Jaeger v. Zillow Group Inc
644 F.Supp.3d 857
W.D. Wash.2022Background
- Zillow launched an iBuyer business, "Zillow Offers," and promoted reliance on its Zestimate pricing model and increased automation to scale home purchases and drive growth.
- Between mid‑2021 and August 2021, Zillow implemented "Project Ketchup," reportedly adding human-driven pricing "overlays" that raised offers materially above algorithm recommendations (400–800 basis points), increasing purchase volume but causing overpayment.
- Project Ketchup allegedly led Zillow to cut renovation scopes and lower contractor payments, producing contractor refusals, renovation backlogs, higher holding/financing costs, and operational stress.
- Plaintiff Jeremy Jaeger (putative class) sued under § 10(b)/Rule 10b‑5 and § 20(a), alleging Defendants made false/misleading statements about (i) reliance on and improvements to algorithms, (ii) durability of cost/operational improvements, and (iii) consumer demand driving inventory growth.
- Defendants moved to dismiss for failure to state a claim; the court denied the motion in large part, but held one statement (CAC ¶ 192) was forward‑looking and protected by the PSLRA safe harbor and dismissed claims tied to it without prejudice.
Issues
| Issue | Plaintiff's Argument | Defendant's Argument | Held |
|---|---|---|---|
| PSLRA safe‑harbor for forward‑looking statements | Jaeger: statements about "durable" unit economics were not purely forward‑looking and could be misleading | Zillow: statements are forward‑looking and/or accompanied by cautionary language, so protected | Court: CAC ¶ 192 is forward‑looking and PSLRA protects it (claims dismissed w/ leave to amend); other statements not protected |
| Falsity / omission (misleading statements) | Jaeger: Defendants misled by touting algorithmic automation and durable cost improvements while using manual overlays and unsustainable contractor cuts | Zillow: disclosures and boilerplate risk warnings were adequate; some statements were puffery | Court: Plaintiff plausibly pleaded falsity/omissions re algorithms, durability, and demand; statements were not mere puffery; dismissal denied |
| Scienter (knowledge or recklessness) | Jaeger: senior executives knew of Project Ketchup (FE testimony, company prominence of Zillow Offers) supporting intent/recklessness | Zillow: plausible nonculpable explanations and lack of direct proof of executives’ knowledge | Court: Holistic review of FE statements + core‑operations inference yields a strong inference of scienter at pleading stage |
| Loss causation and control person liability (§20(a)) | Jaeger: corrective disclosures revealed truth, led to stock drops; executives exercised control over Zillow Offers | Zillow: stock movements recoveries or other factors negate loss causation; control not sufficiently pleaded | Court: Corrective partial disclosures and accompanying price declines plausibly plead loss causation; officer titles/responsibilities suffice to allege control; §20(a) claim survives |
Key Cases Cited
- Ashcroft v.
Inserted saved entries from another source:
PR #408, opened 2023-09-08
Unwrap `Tensor` objects from Qiskit Nature as necessary

garrison:
This doesn't quite pass CI yet.  At least one more change is needed somewhere.

Fixes #406.

PR #435, opened 2023-10-09
Temporarily pin qiskit-nature < 0.7

garrison:
Until #408 is merged (and #406 is thus fixed), we know that CKT will not work with Qiskit Nature 0.7 (a release that is expected some time soon).  We might as well preemptively mark our CKT releases until #408 is merged as being incompatible with Qiskit Nature 0.7.  Otherwise, users might be unpleasantly surprised once Qiskit Nature 0.7 is released and entanglement forging no longer works.

As an alternative, we _could_ just prioritize getting #408 in shape to merge, but there's no harm in having this pinned until that happens.

TODO
- [x] add a release note

### DIFF
--- a/pyproject.toml
+++ b/pyproject.toml
@@ -31,7 +31,7 @@ dependencies = [
     "rustworkx>=0.12.0",
     "qiskit-aer>=0.12.0",
     "qiskit>=0.43.0",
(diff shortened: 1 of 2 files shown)


caleb-johnson (approved):
Thanks for taking care of this!

PR #83, opened 2023-04-05
Migrate entanglement forging to Qiskit Nature 0.5.0

caleb-johnson:
Fixes #89 
Fixes #94 

This PR removes the deprecated Qiskit Nature API calls from the entanglement forging source code.

This PR removes support for deprecated Qiskit Nature classes as inputs. See the release note for more details.

Considerations/Stray Thoughts:
- The EF with quantum serverless notebook tutorial is breaking on latest/dev branches in CI due to an incompatibility between the new `ElectronicStructureProblem` class in Nature 0.6.0 and quantum serverless. The serverless folks probably need to add support for a new class or two to support serialization of the new classes coming from Nature.  I've made an issue [here](https://github.com/Qiskit-Extensions/quantum-serverless/issues/413). I've turned off testing of this notebook for now. I think that's the best we can do until a QServerless fix is available.

Tasks before merging:
- [x] Make issue for adding the serverless tutorial back to the development workflow in CI when quantum serverless fix is available.

- [x] Ensure MO coeff handling is done in the most reasonable way. Work with Nature devs to review.

- [x] Update rst files in docs with new Nature API calls
- [x] merge in latest `main` and revert #120 on this branch

PR #449, opened 2023-11-06
Update forging how-to to Qiskit Nature 0.5

garrison:
This was overlooked in #83.  It is now causing CI errors in the docs workflow (see #448), now that a Qiskit version without `PauliTable` has been released.

### DIFF
--- a/docs/entanglement_forging/how-tos/specify-problem.rst
+++ b/docs/entanglement_forging/how-tos/specify-problem.rst
@@ -2,30 +2,31 @@
 How to specify the problem
 ##########################
 
-To specify the problem, we follow the Qiskit Nature workflow. We set up the ``molecule`` object, specify the driver, and instantiate the ``ElectronicStructureProblem``.
+To specify the problem, we follow the Qiskit Nature workflow. We set up the ``molecule`` object, specify the driver, and instantiate the :class:`.ElectronicStructureProblem`.
 
 We first require the following modules:
 
 .. jupyter-execute::
 
-   from qiskit_nature.drivers import Molecule
-   from qiskit_nature.drivers.second_quantization import PySCFDriver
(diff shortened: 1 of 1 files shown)


docs/entanglement_forging/how-tos/specify-problem.rst
```diff
@@ -2,39 +2,42 @@
...
 
    driver = PySCFDriver.from_molecule(molecule=molecule, basis="sto6g")
 
 Here, the driver is an algorithm class that knows how to calculate the second quantized operators.
 
-Finally, we instantiate the ``ElectronicStructureProblem``, a class which wraps a number of different types of drivers:
+Finally, we instantiate the :class:`.ElectronicStructureProblem`, a class which wraps a number of different types of drivers:
 
 .. jupyter-execute::
+   :stderr:
```
garrison, line 40: This cell really, really wants to spit something to stderr, and the only way I could figure out not to have it cause the sphinx build to fail was to put this line here.

caleb-johnson: Interesting, what is it printing out?

garrison: Here's the warning:

> UserWarning: Since PySCF-2.3, B3LYP (and B3P86) are changed to the VWN-RPA variant, corresponding to the original definition by Stephens et al. (issue 1480) and the same as the B3LYP functional in Gaussian. To restore the VWN5 definition, you can put the setting "B3LYP_WITH_VWN5 = True" in pyscf_conf.py

This is also showing up in some Qiskit Nature notebooks, such as at https://qiskit.org/ecosystem/nature/migration/0.5_c_electronic_structure.html.

caleb-johnson (approved):
Looks good, thank you!

PR #458, opened 2023-11-21
Remove unnecessary resets in `generate_cutting_experiments`

### LINKED ISSUE #452: Cut `Move` instructions do not work on hardware backends unless they support the `Reset` operation
Currently, performing wire cutting by using cut versions of the `Move` operation works only on backends that support the `Reset` instruction.  This includes `ibmq_qasm_simulator`, but some hardware backends do not currently support this operation.

Here is my proposed plan for dealing with this.  Note that, by following these steps, we will be able to support cut `Move` operations on all backends if qubits are not re-used.  However, one must use a backend that supports `Reset` any time one wishes to re-use qubits.

- [x] Create and document the use of a transpiler pass that will elide unnecessary `Reset`s.  Any number of resets that appear at the beginning of a qubit line can be elided, as the qubit is already in the |0> state.  Additionally, any number of resets that appear at the end of a qubit line can be elided as well.  Together, this means we can elide all `Reset` operations necessary for the `Move` subexperiments, as long as we don't re-use any of the qubits in a subsequent `Move` instruction.  (The current tutorial _does_ re-use qubits, however, which brings me to the following point...) - done, see #458.
- [ ] Swap the content of the wire cutting tutorial and how-to.  @caleb-johnson has suggested this before, but I feel that the current issue is overwhelming evidence that we should teach people to use `CutWire` in the tutorial, and to instead have a how-to guide if people want to cut `Move` operations directly (and potentially re-use qubits on hardware that supports `Reset`).
- [ ] Document clearly that re-using qubits for the cut `Move` instructions is only supported by backends that support the `Reset` operation.  (Or, potentially, the `Reset` operation could be implemented on any backend that supports dynamic circuits, if we were to add support for this use case.)

garrison:
Fixes #452.

I'd still like to swap the tutorial and how-to as suggested in the second point at https://github.com/Qiskit-Extensions/circuit-knitting-toolbox/issues/452#issue-1991864801, but this can be done independently in a follow-up PR.

### DIFF
--- a/circuit_knitting/cutting/cutting_experiments.py
+++ b/circuit_knitting/cutting/cutting_experiments.py
@@ -90,7 +90,6 @@ def generate_cutting_experiments(
             appended to the gate label so they may be associated with other gates belonging
             to the same cut.
         ValueError: :class:`SingleQubitQPDGate` instances are not allowed in unseparated circuits.
-
     """
     if isinstance(circuits, QuantumCircuit) and not isinstance(observables, PauliList):
         raise ValueError(
--- a/circuit_knitting/cutting/cutting_experiments.py
+++ b/circuit_knitting/cutting/cutting_experiments.py
@@ -19,8 +19,11 @@ from collections.abc import Sequence, Hashable
 import numpy as np
 from qiskit.circuit import QuantumCircuit, ClassicalRegister
 from qiskit.quantum_info import PauliList
+from qiskit.transpiler import PassManager
+from qiskit.transpiler.passes import RemoveResetInZeroState, DAGFixedPoint
 
 from ..utils.iteration import strict_zip
+from ..utils.transpiler_passes import RemoveFinalReset, ConsolidateResets
 from ..utils.observable_grouping import ObservableCollection, CommutingObservableGroup
 from .qpd import (
     WeightType,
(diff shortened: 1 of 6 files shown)


circuit_knitting/cutting/cutting_experiments.py
```diff
@@ -156,6 +165,25 @@ def generate_cutting_experiments(
...
+    # (which can arise when re-using qubits) into a single reset.
+    pass_manager = PassManager()
+    pass_manager.append(
+        [
+            RemoveResetInZeroState(),
+            RemoveFinalReset(),
+            ConsolidateResets(),
+            DAGFixedPoint(),
+        ],
+        do_while=lambda property_set: not property_set["dag_fixed_point"],
```
caleb-johnson, line 182: So you repeat these passes until this condition is False. What exactly triggers this? I haven't come up to speed on how control flow operations work yet.

circuit_knitting/utils/__init__.py
```diff
@@ -59,6 +59,12 @@
 =============================================================
 
 .. automodule:: circuit_knitting.utils.transforms
+
+===================================================================
+Transpiler passes (:mod:`circuit_knitting.utils.transpiler_passes`)
+===================================================================
+
+.. automodule:: circuit_knitting.utils.transpiler_passes
```
caleb-johnson, line 67: 👀 fancy

caleb-johnson (approved):
Cool! Thanks for setting this up. LGTM I'm sure we will continue to have more ideas for transpiler passes

I just had one question about the control flow stuff

circuit_knitting/cutting/cutting_experiments.py
garrison: The `DAGFixedPoint` pass [sets this property](https://qiskit.org/documentation/stubs/qiskit.transpiler.passes.DAGFixedPoint.html).  It's neat; I learned about it only by reading [the tests](https://github.com/Qiskit/qiskit/blob/e91947e1b55f6e661c683fba72ab66c5f92d3aec/test/python/transpiler/test_remove_reset_in_zero_state.py#L81-L102) for the `RemoveResetInZeroState` pass in qiskit.

PR #1480, opened 2016-11-17
Retail update

btkostner:
So this changes the data structure of our `store.json` file to something more flexable, but considerably less DRY. As such a bunch of logic all over the place had to change. Luckely not much had to change in the checkout and order pages.

This overview is quite large and hard to understand. Going commit by commit should stay to a few files each, and will be a lot easier to understand what has changed.

**DO NOT MERGE THIS TO MASTER YET**. This changes how the shipped hook finds the product, so it will need to be pushed while no outstanding orders exist.


lewisgoddard:
`+966 −529` is quite a lot of repetition, unless this adds some features too.

btkostner:
This doesn't add any features aside from being able to have multiple products with the same printful product. There are some files moved around considering there are better spots for them now. One being the API error message is now in a template, and second being the store inventory file is now in the API folder.

btkostner:
Looking back at this PR, there is quite a bit I changed that ~~could~~ _should_ go into another PR, and be simplified down. Let me know if you want me to redo this and I will.

btkostner:
Closing in favor of #1555

PR #1486, opened 2016-11-29
start keeping track of the projects we donate to

danrabbit:
Start keeping track of the projects we've donated to in a public manner. So far I have
- Bountysource
- Debian
- Fontawesome
- Inkscape
- Open Street Map
- rEFInd
- Software Freedom Conservancy


open-source.php
```diff
@@ -155,6 +155,38 @@
     </div>
 </div>
 
+<div class="grid">
+    <div class="whole">
+        <div class="two-thirds">
+            <h2>Projects We've Supported</h2>
```
cassidyjames: `Projects We Support` sounds better I think, as some of these are recurring and not just one-off "yeah we supported them one time".

danrabbit: Yeah I was thinking about that as well. I think I personally would rather lean towards the more conservative language even if it's less generous to us just because I feel like it's more honest since some of them are one-offs. I don't want to mislead anyone into thinking that we continually pass money to these projects every month if we've only done it once or twice

danrabbit: We could try using a more active phrase like "We Support Open Source Projects"

cassidyjames: Yeah that makes sense. I like `We Support Open Source Projects`

lewisgoddard: You wanted this to be "We Support Open Source Projects" ..?

open-source.php
```diff
@@ -155,6 +155,38 @@
...
+            <p>elementary makes a point to send funds back to the projects we rely on. When you purchase a copy of elementary OS, you're also supporting great projects like these.</p>
+        </div>
+    </div>
+    <div class="donation-grid">
+        <a href="https://salt.bountysource.com/teams/bountysource" target="_blank">
```
lewisgoddard: You shouldn't need to `target="_blank"` these links, the website does that automatically.

PR #1487, opened 2016-12-01
add developer redirect to developer.elementary.io

btkostner:
Redirects developer page to `developer.elementary.io` subdomain.

We will need to update translations to remove the stale ones once this goes to master.


danrabbit:
Adding "on hold" while we work out cert issues and the like

btkostner:
This should be good to merge into master now as everything should be setup and working as intended

danrabbit:
I opened [a small issue](https://github.com/elementary/houston/issues/314) to avoid a regression :)

danrabbit:
I can confirm that all the metadata twitter socially stuff is working again.

btkostner:
In the famous words of developers everywhere, "I really hope this doesn't break in production."

PR #1494, opened 2016-12-08
move social links to the top of the page

danrabbit:
That's a bold strategy, Cotton

This branch:
* puts all the header links that stay on our site on the left side
* puts all the social links on the right side
* Demotes the "blog" link to just be a Medium social network icon
* Moves the links in the footer where the social media links used to be

If the design here is approved, we'll need to do the same for the templates at Developer before merging and then merge those at the same time

### DIFF
--- a/_styles/main.css
+++ b/_styles/main.css
@@ -271,7 +271,7 @@ nav a:visited {
     display: inline-block;
     fill: inherit;
     margin: 0;
-    padding: 0 16px;
+    padding: 0 12px;
 }
 
 nav a:focus {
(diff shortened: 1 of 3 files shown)


lewisgoddard:
Would this imply the destruction of the Tumblr-hosted blog.elementary.io domain? Perhaps redirection to medium?

danrabbit:
@lewisgoddard, I don't think we should change the blog subdomain because it would create a whole bunch of broken links. I imagine we'll still cross-post there until at least the traffic to our website from Medium overtakes it in analytics

PR #1506, opened 2016-12-27
simplify async loading of analytics

btkostner:
There is no need to put async loading of Google analytics while we are already promising the function. This reduces the confusion and loading problems with analytics by just waiting for it to load before running the code.


btkostner:
I'll push this now and keep an eye on analytics and sentry tonight / tomorrow to see if there is any regression.

PR #1512, opened 2016-12-29
double down on call to action

### LINKED ISSUE #1500: Double down on the call to action
Been noticing  a lot of websites put their call to action at the bottom of the page as well as the top. We should throw down a big suggested action button at the bottom of the home page that scrolls you back up to the Pay-What-You-Want widget

danrabbit:
Fixes #1500 

screenshot from 2016-12-29 10 08 37

### DIFF
--- a/_styles/main.css
+++ b/_styles/main.css
@@ -156,9 +156,14 @@ img.h1 {
     opacity: 0.8;
 }
 
+div.inline,
 img.inline {
     display: inline-block !important;
     vertical-align: middle;
+}
+
+img.inline + div.inline {
+    margin-left: 12px;
 }
 
 .inline-tweet {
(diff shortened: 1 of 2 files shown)


lewisgoddard:
I'm not sure I'm happy with the action of that button. Scrolling to the header makes sense, but only takes it so the header is at the very top of your screen. On large screens, this makes the quotes from press front and center. On smaller screens, I would assume it works much better.

danrabbit:
I agree it's less than ideal, but I don't really know what else to do. To make it centered or even at the bottom of the display, there would have to be an ID somewhere in the middle of the laptop image. I'm thinking that this "hero" should probably be redesigned to fit better on a desktop layout so that the whole thing sits inside 100vh

PR #1514, opened 2016-12-29
redo css to make index hero 100vh

btkostner:
This changes the CSS for the homepage hero to show the elementary logo, hero image, and payment options all on screen when the page loads. At odd sizes it will revert back to regular flow to avoid a super small hero image. Because we change to use an `img` tag instead of CSS `background-image`, we lost some image responsiveness.

When testing this, the development hero will mess up alignment, so I would recommend running it with 
`PHPENV=production php -S 0.0.0.0:8000 router.php`.

### DIFF
--- a/_styles/main.css
+++ b/_styles/main.css
@@ -435,7 +435,7 @@ footer ul li a:focus {
     object-fit: contain;
 }
 
-@media (min-aspect-ratio: 1/1) and (min-height: 600px) {
+@media (min-aspect-ratio: 1/2) and (min-height: 800px) and (max-height: 2000px) {
     .section--stretched {
         height: calc(100vh - 56px);
     }
--- a/_styles/main.css
+++ b/_styles/main.css
@@ -472,7 +472,7 @@ footer ul li a:focus {
         width: calc(33% - 88px);
     }
 
-    .column + .column {
+    .column + .column + .column {
         margin-left: 16px !important;
     }
 }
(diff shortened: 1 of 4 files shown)


danrabbit:
I think this would need to be paired with layout out the pay-what-you-want section horizontally. Otherwise we just lose too much vertical space and the image is too small on laptop sizes
screenshot from 2016-12-29 12 51 04

lewisgoddard:
If we're going to do that, do we want the selection buttons to be the same padding as the final button is?
Also, since there is always text under the final button, do we want the "Enter any amount" under "Custom" to always be visible?

lewisgoddard:
image

image

_styles/main.css
```diff
@@ -410,6 +410,43 @@ footer ul li a:focus {
     outline: none;
 }
 
+/***********
+* Sections *
+***********/
```
danrabbit: Shouldn't this go in home.css since this is all specific to the homepage?

lewisgoddard: Possibly, depends on if we intend to reuse it. I know blake wants more flexbox.

btkostner: I do like flexbox.

I tried to keep it as generic as possible so we could reuse it, but I'm not sure if any other page would use it. Maybe the get involved page if we had an image or something to take up a lot of space.

As of right now this could be moved to `home.css`

btkostner:
The spacing between the button and the "Pay what you want:" label seems a bit off, but it's not that big of a deal.

screenshot from 2016-12-30 13 27 50

PR #1521, opened 2017-01-01
iconify and reduce vertical space in get involved/funding

danrabbit:


get-involved.php
```diff
@@ -40,49 +40,40 @@
 <section id="funding" class="grey">
     <div class="grid">
         <div class="two-thirds">
-            <h1>Funding</h1>
+            <h2>Funding</h2>
```
cassidyjames: I agree with this change, but now it doesn't match the other sections. Should we update the other sections to have h2 headings and h3 subheadings?

danrabbit: pushed

PR #1524, opened 2017-01-01
Update GPL Header

Philip-Scott:
Address removed and aligned the *


danrabbit:
Gonna close this since there wasn't any other discussion about switching to LGPL by default

PR #1546, opened 2017-01-18
run hide function on page load

### LINKED ISSUE #1543: Shipping shows USA states for other countries on load.
If you are not placing order from USA, states are shown anyway. They do hide later if you manually select some other country and appear back when choosing "United States".

Tried on Firefox 50 and Opera 42

btkostner:
Fixes #1543

### DIFF
--- a/_scripts/pages/store/cart.js
+++ b/_scripts/pages/store/cart.js
@@ -97,13 +97,16 @@ Promise.all([jQuery, analytics]).then(([$, ga]) => {
         })
 
         /**
-         * Hide the inputs we don't need depending on the country
-         * NOTE: JQuery in a loop does not work as intended :sad_face:
+         * updateAddressForm
+         * Updates state field based on current selected country
+         *
+         * @return {void}
          */
-        $('form[action$="checkout"] select[name="country"]').on('change', function (e) {
-            var value = $(this).val()
-            var $state = $(this).siblings('select[name="state"]')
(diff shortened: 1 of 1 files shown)


_scripts/pages/store/cart.js
```diff
@@ -97,13 +97,16 @@ Promise.all([jQuery, analytics]).then(([$, ga]) => {
...
-            var value = $(this).val()
-            var $state = $(this).siblings('select[name="state"]')
-            var $statelabel = $(this).siblings('label[for="state"]')
+        const updateAddressForm = () => {
+            const form = $('form[action$="checkout"]')
+            const value = $('select[name="country"]', form).val()
+            const $state = $('select[name="state"]', form)
+            const $statelabel = $('label[for="state"]', form)
 
             ga('send', 'event', 'Cart', 'Country Change', value)
```
lewisgoddard: This event should only be tracked when the user changes the country, so that we know the prediction engine was wrong. Can we remove it when the pageload fires? It would make tracking more consistent and easier to analyse.

lewisgoddard: This event should only be tracked when the user changes the country, so that we know the prediction engine was wrong. Can we remove it when the pageload fires? It would make tracking more consistent and easier to analyse.

btkostner:
@lewisgoddard fixed now

PR #1551, opened 2017-01-20
Update Copy to reflect the move to HeaderBar

danrabbit:


btkostner:
It might be worth mentioning that the granite app menu icon is not dragable.

danrabbit:
@btkostner ah damn I didn't realize that. I think that widget shouldn't be used any more though, so I guess it could be considered a bug in the app

PR #1558, opened 2017-01-25
change shipping title based on country user is from

btkostner:
### Changes Summary

- Changes the 'Worldwide Shipping' title based on the country the user is from

https://beta.elementary.io/store-shipping/store/


store/index.php
```diff
@@ -144,7 +145,19 @@
...
+            $country_code = getCurrentCountry($ip);
+            $shipping_text = 'Worldwide Shipping';
+
+            if ($country_code && $country_code !== 'US') {
+                $country_name = getCurrentCountryName($ip, $page['lang']);
+
+                if ($country_name) {
+                    $shipping_text = 'Now shipping to ' . $country_name;
+                }
+            }
```
lewisgoddard: You need an else here to handle Cuba, Iran, and North Korea.

lewisgoddard:
Code looks fine, but the beta system doesn't seem to run.

lewisgoddard:
> Now shipping to United Kingdom
Hm, really it is "The United Kingdom"

lewisgoddard:
There's quite a few with that sort of exception, does that database not have a nice-name field? https://en.wikipedia.org/wiki/List_of_sovereign_states

btkostner:
No it does not. It's all translated fields.

btkostner:
Final thoughts on this. Should we setup a catch all for countries that need "the" in front of the name, or just role as is right now?

lewisgoddard:
I'd appreciate the catch-all, but this isn't going to be easily translatable, is it?

btkostner:
It's currently using translations from the library.

Translations for Japan:
```
{
["de"]=> string(5) "Japan"
["en"]=> string(5) "Japan"
["es"]=> string(6) "Japón"
["fr"]=> string(5) "Japon"
["ja"]=> string(6) "日本"
["pt-BR"]=> string(6) "Japão"
["ru"]=> string(12) "Япония"
["zh-CN"]=> string(6) "日本" 
}
```

lewisgoddard:
Sure then, we should try and catch those exceptions and see whether or not that seems better once translated.

btkostner:
I'm going to close this PR because translations are going to be a huge pain for very little gain.

PR #892, opened 2024-02-05
Check current chunks

### LINKED ISSUE #888: Store the chunking data in the metastore, error if chunks are different
We need to be able to store and retrieved the chunk sizes of previously added data for the Datasource. We need to be able to do a metastore lookup at the start of the standardise function to check if there's a current Datasource.

gareth-j:

This adds checking of current chunking to the `LocalZarrStore` class. When data is added to a current version the chunking of the incoming data is checked and compared with that in the currently stored data. If it's different then the incoming data is rechunked to match that of the stored data and the user is informed of this.

- [x] Closes #888

### DIFF
--- a/openghg/store/storage/_localzarrstore.py
+++ b/openghg/store/storage/_localzarrstore.py
@@ -329,10 +329,18 @@ class LocalZarrStore(Store):
             return {}
 
         if incoming_actually_chunked != stored_actually_chunked:
-            logger.warning(
-                f"Chunking of incoming data {incoming_actually_chunked} does not match stored data {stored_actually_chunked}\n"
-                "Using stored chunking schema."
-            )
+            if not incoming_actually_chunked:
+                msg = (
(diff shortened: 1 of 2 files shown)


SutarPrasad (changes requested):
Looks good.
I think if the chunks parameter is not passed but we have already chunked stored data then, in that case, it should showcase that `Chunking Mismatch and chunking the data based on the present chunk schema`

gareth-j:
> Looks good. I think if the chunks parameter is not passed but we have already chunked stored data then, in that case, it should showcase that `Chunking Mismatch and chunking the data based on the present chunk schema`

OK I've improved the error messages.

SutarPrasad:
> > Looks good. I think if the chunks parameter is not passed but we have already chunked stored data then, in that case, it should showcase that `Chunking Mismatch and chunking the data based on the present chunk schema`
> 
> OK I've improved the error messages.

Hi Gareth,
Currently its not chunking on present chunk sizes of the store if we don't supply the `chunks` parameter.

PR #899, opened 2024-02-07
Allowing period to be specified when this cannot be inferred from the data

### LINKED ISSUE #887: On standardise functions `continuous=False` doesn't work
At the moment passing `False` to `continuous` doesn't stop it failing, look at why.

rt17603:

This fixes a bug so that a `period` can be specified when `continuous=False` is included for the `infer_date_range` function. This is used within the `openghg.standardise`: `standardise_footprint`, `standardise_flux` and `standardise_bc` functions.

*Note: This is a short term fix to address the immediate issue of struggling to add a period when this cannot be inferred from the data (which will be more of an issue with the new zarr store set up as well). Issue #911 has been opened for longer term logic changes.*

- [x] Closes #887  (Replace xxxx with the Github issue number)


openghg/store/_infer_time.py
```diff
@@ -9,7 +9,7 @@
 logger = logging.getLogger("openghg.store")
 logger.setLevel(logging.DEBUG)  # Have to set level for logger as well as handler
 
-TupleTimeType = Tuple[Union[int, float], str]
+TupleTimeType = Tuple[Union[int, float, None], Union[str, None]]
```
brendan-m-murphy, line 12: Maybe this should be a dataclass with a classmethod that does what `parse_period` does?

rt17603: Could you add that as a suggestion to Issue #911 ?

brendan-m-murphy: Okay, I've done that. The comment here is more around readability: `TupleTimeType` is somewhat complicated and the parts have a clear meaning. You could also just use a named tuple, e.g. `TimePeriod = namedtuple("TimePeriod",  ["value", "unit"])`, although maybe the `NamedTuple` class from `typing` would be better:

```
from typing import NamedTuple

class TimePeriod(NamedTuple):
   value: Union[int, float, None] = None
   unit: Optional[str] = None

input_freq  = parse_period(period) if period else TimePeriod()
```

brendan-m-murphy: This doesn't really affect the use of `parse_period` since `tp = TimePeriod(1, "H")` and `u, v = tp` give `u == 1` and `v == "H"`.

brendan-m-murphy: Also, `TimeTupleType` has different definitions in `util._time` and `store._infer_time`, so they should be synchronised. I guess I would suggest defining a `typing.NamedTuple` subclass to replace `TupleTimeType` in `util._time` and importing that in `store._infer_time`, although importing the type alias could work.

brendan-m-murphy (changes requested):
A few changes for clarity:
1) Update the docstring of `infer_date_range` to say that that the specified period will be used if a period cannot be inferred and continuous is False. Also mention that the inferred period will be used instead of a specified period, if it can be inferred. (The docstring has details about what will happen if there is only one time point, but doesn't elaborate if there is more than one time point.)

2) I would suggest using `typing.NamedTuple` in place of the type alias `TupleTimeType`. I think it would make the code clearer, and you've already make several changes to make code around these tuples easier to understand (e.g. the `null_freq` variable.) Also, the `TupleTimeType` in `util._time` isn't the same as the alias in `store._infer_time`, so at a minimum, these should be the same (e.g. import the alias from `util._time` into `store._infer_freq`).

Otherwise, the updates looks good.

openghg/store/_infer_time.py
rt17603: Ok - I've integrated in the suggested `TimePeriod` class into `openghg.types._types` for this and used this in the two places this is defined. This can be revisited when addressing Issue #911 if needed.

rt17603:
Failing test to do with checking hashes should be fixed by #929 . Other checks pass for this.

brendan-m-murphy (approved):
Looks good!

rt17603:
Failing check is from test unrelated to this PR. This has been fixed but was merged into `new_object_store` branch rather than `devel` which is why this fix can't be pulled onto this branch at the moment.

Iqbal, 556 U.S. 662 (2009) (pleading must state plausible claim)
- Tellabs, Inc. v. Makor Issues & Rts., Ltd., 551 U.S. 308 (2007) (holistic scienter inference standard)
- Omnicare, Inc. v. Laborers Dist. Council Const. Indus. Pension Fund, 575 U.S. 175 (2015) (distinguishing opinions and statements of fact; forward‑looking context)
- Matrixx Initiatives, Inc. v. Siracusano, 563 U.S. 27 (2011) (when omission makes other statements misleading)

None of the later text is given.